┌─ TASK INPUTS
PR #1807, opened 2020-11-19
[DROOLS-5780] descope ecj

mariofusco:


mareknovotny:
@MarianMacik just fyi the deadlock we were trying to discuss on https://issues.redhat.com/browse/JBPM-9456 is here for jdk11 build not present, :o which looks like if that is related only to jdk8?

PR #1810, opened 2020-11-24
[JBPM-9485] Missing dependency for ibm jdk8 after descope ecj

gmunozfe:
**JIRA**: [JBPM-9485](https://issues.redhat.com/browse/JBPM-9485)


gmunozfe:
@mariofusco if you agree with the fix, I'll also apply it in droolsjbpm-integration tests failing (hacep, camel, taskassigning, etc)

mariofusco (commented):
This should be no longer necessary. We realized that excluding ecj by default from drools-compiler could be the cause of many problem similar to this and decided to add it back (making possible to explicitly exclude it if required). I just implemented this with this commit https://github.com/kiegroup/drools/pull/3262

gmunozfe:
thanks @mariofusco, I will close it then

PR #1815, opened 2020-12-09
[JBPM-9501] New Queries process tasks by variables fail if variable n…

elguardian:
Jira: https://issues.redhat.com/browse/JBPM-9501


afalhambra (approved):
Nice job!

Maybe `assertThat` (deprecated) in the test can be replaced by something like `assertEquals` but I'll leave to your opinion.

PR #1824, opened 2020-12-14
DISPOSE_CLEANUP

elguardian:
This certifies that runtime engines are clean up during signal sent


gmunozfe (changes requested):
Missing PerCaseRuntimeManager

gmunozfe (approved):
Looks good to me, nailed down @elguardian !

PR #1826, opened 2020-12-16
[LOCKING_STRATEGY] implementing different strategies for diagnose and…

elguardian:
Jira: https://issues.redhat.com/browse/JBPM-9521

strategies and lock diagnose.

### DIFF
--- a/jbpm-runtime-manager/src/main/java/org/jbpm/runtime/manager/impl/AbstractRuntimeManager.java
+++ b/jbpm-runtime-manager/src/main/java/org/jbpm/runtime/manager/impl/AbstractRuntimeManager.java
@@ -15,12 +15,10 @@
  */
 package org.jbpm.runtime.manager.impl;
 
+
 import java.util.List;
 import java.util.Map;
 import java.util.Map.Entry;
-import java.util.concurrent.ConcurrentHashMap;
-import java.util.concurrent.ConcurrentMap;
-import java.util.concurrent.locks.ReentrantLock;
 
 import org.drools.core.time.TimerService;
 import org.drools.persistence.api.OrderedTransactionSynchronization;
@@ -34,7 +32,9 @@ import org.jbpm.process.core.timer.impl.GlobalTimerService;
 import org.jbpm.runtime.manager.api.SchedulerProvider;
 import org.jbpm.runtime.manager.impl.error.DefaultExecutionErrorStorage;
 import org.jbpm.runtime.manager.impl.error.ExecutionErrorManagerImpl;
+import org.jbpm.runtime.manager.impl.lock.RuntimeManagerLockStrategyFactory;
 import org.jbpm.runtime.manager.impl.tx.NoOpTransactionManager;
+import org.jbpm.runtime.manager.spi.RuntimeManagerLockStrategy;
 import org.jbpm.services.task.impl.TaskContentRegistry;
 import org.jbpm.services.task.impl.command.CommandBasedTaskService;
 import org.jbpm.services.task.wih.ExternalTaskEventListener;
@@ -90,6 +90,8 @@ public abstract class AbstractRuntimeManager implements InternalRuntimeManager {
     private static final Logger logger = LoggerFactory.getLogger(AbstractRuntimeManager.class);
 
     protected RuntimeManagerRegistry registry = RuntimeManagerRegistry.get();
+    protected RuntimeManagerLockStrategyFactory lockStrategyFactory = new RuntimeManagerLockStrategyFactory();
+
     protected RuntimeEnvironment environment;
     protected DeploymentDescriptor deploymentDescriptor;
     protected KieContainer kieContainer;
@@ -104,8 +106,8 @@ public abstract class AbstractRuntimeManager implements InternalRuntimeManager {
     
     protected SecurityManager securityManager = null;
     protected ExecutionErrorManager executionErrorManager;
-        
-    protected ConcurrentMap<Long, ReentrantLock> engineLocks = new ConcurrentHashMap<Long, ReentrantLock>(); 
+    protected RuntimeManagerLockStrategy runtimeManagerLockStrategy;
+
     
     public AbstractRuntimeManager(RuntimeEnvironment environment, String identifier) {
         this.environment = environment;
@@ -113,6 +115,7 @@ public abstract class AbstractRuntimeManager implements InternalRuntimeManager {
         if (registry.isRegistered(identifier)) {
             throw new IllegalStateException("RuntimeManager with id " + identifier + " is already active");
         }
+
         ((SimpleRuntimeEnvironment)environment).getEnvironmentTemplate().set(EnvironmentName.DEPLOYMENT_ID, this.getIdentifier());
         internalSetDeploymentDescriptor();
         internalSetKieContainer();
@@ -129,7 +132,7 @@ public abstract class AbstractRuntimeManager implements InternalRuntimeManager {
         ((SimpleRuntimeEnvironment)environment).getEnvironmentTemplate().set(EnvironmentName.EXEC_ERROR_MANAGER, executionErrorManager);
└─
• **REQUIRED ACTION**
Going line by line, set down the data above exactly as given.

• **ANSWER TO THIS PROBLEM**
PR #1807, opened 2020-11-19
[DROOLS-5780] descope ecj

mariofusco:


mareknovotny:
@MarianMacik just fyi the deadlock we were trying to discuss on https://issues.redhat.com/browse/JBPM-9456 is here for jdk11 build not present, :o which looks like if that is related only to jdk8?

PR #1810, opened 2020-11-24
[JBPM-9485] Missing dependency for ibm jdk8 after descope ecj

gmunozfe:
**JIRA**: [JBPM-9485](https://issues.redhat.com/browse/JBPM-9485)


gmunozfe:
@mariofusco if you agree with the fix, I'll also apply it in droolsjbpm-integration tests failing (hacep, camel, taskassigning, etc)

mariofusco (commented):
This should be no longer necessary. We realized that excluding ecj by default from drools-compiler could be the cause of many problem similar to this and decided to add it back (making possible to explicitly exclude it if required). I just implemented this with this commit https://github.com/kiegroup/drools/pull/3262

gmunozfe:
thanks @mariofusco, I will close it then

PR #1815, opened 2020-12-09
[JBPM-9501] New Queries process tasks by variables fail if variable n…

elguardian:
Jira: https://issues.redhat.com/browse/JBPM-9501


afalhambra (approved):
Nice job!

Maybe `assertThat` (deprecated) in the test can be replaced by something like `assertEquals` but I'll leave to your opinion.

PR #1824, opened 2020-12-14
DISPOSE_CLEANUP

elguardian:
This certifies that runtime engines are clean up during signal sent


gmunozfe (changes requested):
Missing PerCaseRuntimeManager

gmunozfe (approved):
Looks good to me, nailed down @elguardian !

PR #1826, opened 2020-12-16
[LOCKING_STRATEGY] implementing different strategies for diagnose and…

elguardian:
Jira: https://issues.redhat.com/browse/JBPM-9521

strategies and lock diagnose.

### DIFF
--- a/jbpm-runtime-manager/src/main/java/org/jbpm/runtime/manager/impl/AbstractRuntimeManager.java
+++ b/jbpm-runtime-manager/src/main/java/org/jbpm/runtime/manager/impl/AbstractRuntimeManager.java
@@ -15,12 +15,10 @@
  */
 package org.jbpm.runtime.manager.impl;
 
+
 import java.util.List;
 import java.util.Map;
 import java.util.Map.Entry;
-import java.util.concurrent.ConcurrentHashMap;
-import java.util.concurrent.ConcurrentMap;
-import java.util.concurrent.locks.ReentrantLock;
 
 import org.drools.core.time.TimerService;
 import org.drools.persistence.api.OrderedTransactionSynchronization;
@@ -34,7 +32,9 @@ import org.jbpm.process.core.timer.impl.GlobalTimerService;
 import org.jbpm.runtime.manager.api.SchedulerProvider;
 import org.jbpm.runtime.manager.impl.error.DefaultExecutionErrorStorage;
 import org.jbpm.runtime.manager.impl.error.ExecutionErrorManagerImpl;
+import org.jbpm.runtime.manager.impl.lock.RuntimeManagerLockStrategyFactory;
 import org.jbpm.runtime.manager.impl.tx.NoOpTransactionManager;
+import org.jbpm.runtime.manager.spi.RuntimeManagerLockStrategy;
 import org.jbpm.services.task.impl.TaskContentRegistry;
 import org.jbpm.services.task.impl.command.CommandBasedTaskService;
 import org.jbpm.services.task.wih.ExternalTaskEventListener;
@@ -90,6 +90,8 @@ public abstract class AbstractRuntimeManager implements InternalRuntimeManager {
     private static final Logger logger = LoggerFactory.getLogger(AbstractRuntimeManager.class);
 
     protected RuntimeManagerRegistry registry = RuntimeManagerRegistry.get();
+    protected RuntimeManagerLockStrategyFactory lockStrategyFactory = new RuntimeManagerLockStrategyFactory();
+
     protected RuntimeEnvironment environment;
     protected DeploymentDescriptor deploymentDescriptor;
     protected KieContainer kieContainer;
@@ -104,8 +106,8 @@ public abstract class AbstractRuntimeManager implements InternalRuntimeManager {
     
     protected SecurityManager securityManager = null;
     protected ExecutionErrorManager executionErrorManager;
-        
-    protected ConcurrentMap<Long, ReentrantLock> engineLocks = new ConcurrentHashMap<Long, ReentrantLock>(); 
+    protected RuntimeManagerLockStrategy runtimeManagerLockStrategy;
+
     
     public AbstractRuntimeManager(RuntimeEnvironment environment, String identifier) {
         this.environment = environment;
@@ -113,6 +115,7 @@ public abstract class AbstractRuntimeManager implements InternalRuntimeManager {
         if (registry.isRegistered(identifier)) {
             throw new IllegalStateException("RuntimeManager with id " + identifier + " is already active");
         }
+
         ((SimpleRuntimeEnvironment)environment).getEnvironmentTemplate().set(EnvironmentName.DEPLOYMENT_ID, this.getIdentifier());
         internalSetDeploymentDescriptor();
         internalSetKieContainer();
@@ -129,7 +132,7 @@ public abstract class AbstractRuntimeManager implements InternalRuntimeManager {
         ((SimpleRuntimeEnvironment)environment).getEnvironmentTemplate().set(EnvironmentName.EXEC_ERROR_MANAGER, executionErrorManager);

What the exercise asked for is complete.